Samuel W. Thomas III

Samuel W. Thomas III, assistant professor of Chemistry, published Structure, Photophysics, and Photooxidation of Crowded Diethynyltetracenes in the Journal of Materials Chemistry with Tufts co-authors Jingjing Zhang, graduate student in chemistry, and Syena Sarrafpour, undergraduate student in biochemistry.  The abstract is below –

This paper describes a previously unreported class of sterically crowded tetracene derivatives that have
both phenyl and ethynyl substituents. The steric crowding above and below the tetracene core prevents
overlap between the extended p-systems of the acenes. Substituent effects cause these tetra-substituted
tetracenes to have absorbance and fluorescence spectra red shifted from either disubstituted derivatives
or rubrenes, such that they have spectra similar to diarylpentacenes, but with higher quantum yields of
fluorescence and greater photostability. These new molecules also undergo cycloaddition reactions with
1O2, giving regioisomeric mixtures of endoperoxides, and in contrast to longer acenes, the ethynyl
substituents show only a modest stabilizing effect to photooxidation. Ethynylated tetracenes also
exhibited photochromism, with their endoperoxides undergoing cycloreversion to yield the acene
starting material at room temperature in the dark.

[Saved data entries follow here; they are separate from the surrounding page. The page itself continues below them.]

PR #1225, opened 2022-09-08
Allow to PUT files into an album

skjnldsv:
First step towards Albums upload
- If a PUT is caught, we request the default Photos user folder and we upload it there
- Then we create the ink

### DIFF
--- a/lib/Sabre/Album/AlbumsHome.php
+++ b/lib/Sabre/Album/AlbumsHome.php
@@ -25,6 +25,7 @@ namespace OCA\Photos\Sabre\Album;
 
 use OCA\Photos\Album\AlbumMapper;
 use OCA\Photos\Album\AlbumWithFiles;
+use OCA\Photos\Service\UserConfigService;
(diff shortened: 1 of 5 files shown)


lib/Sabre/Album/AlbumsHome.php
```diff
@@ -104,7 +107,7 @@ public function getChildren(): array {
 		if ($this->children === null) {
 			$folders = $this->albumMapper->getForUserWithFiles($this->user->getUID());
 			$this->children = array_map(function (AlbumWithFiles $folder) {
-				return new AlbumRoot($this->albumMapper, $folder, $this->rootFolder, $this->userFolder, $this->user);
+				return new AlbumRoot($this->albumMapper, $folder, $this->rootFolder, $this->userFolder, $this->user, $this->userConfigService);
```
skjnldsv, line 110: All of this is super cumbersome btw @icewind1991 
Why can't we use DI here?

artonge (approved):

Samuel has answered some questions about open access.

Please tell us a little about the research that went into this article.
This research paper actually started with a very simple hypothesis about the chemical structures of what we thought would be an interesting new class of molecules, and their properties such as reactivity and color.  Our major expectations turned out to be mostly correct, but along the way we learned some really interesting things about these new molecules that we didn’t expect.  Most surprising was that their main chemical reaction that we were studying—the cycloaddition of these tetracene derivatives and singlet oxygen—was reversible.  WIth heating to only 50 °C, we could reverse the key chemical reaction and wind up with our starting material again.  We are looking into using that feature for new responsive materials.  Also, the paper was a highly collaborative effort.  Along with a graduate student and undergraduate from our lab, a chemistry faculty colleague and an outside collaborator are co-authors.  Their contributions to the X-ray crystallography described in this paper helped take this work to the next level.

Why did you choose to publish in an open access journal?
I support the open access model of publishing, because it can increase the visibility of our work and enable more researchers to learn from our papers.  We took advantage of the hybrid model used by the Royal Society of Chemistry, which is not an ‘open-access’ publisher per se, but does allow authors to pay for readers to have open access to their paper.  The best chemistry journals only use this type of hybrid model for open access.

How do you think open access will influence your field in the future?
Nearly all major publishers in the chemical sciences offer a type of open access option for authors, but that is still somewhat restrictive.  If a highly regarded open-access chemistry journal emerges it could change the way chemists look at publishing their highest-impact results.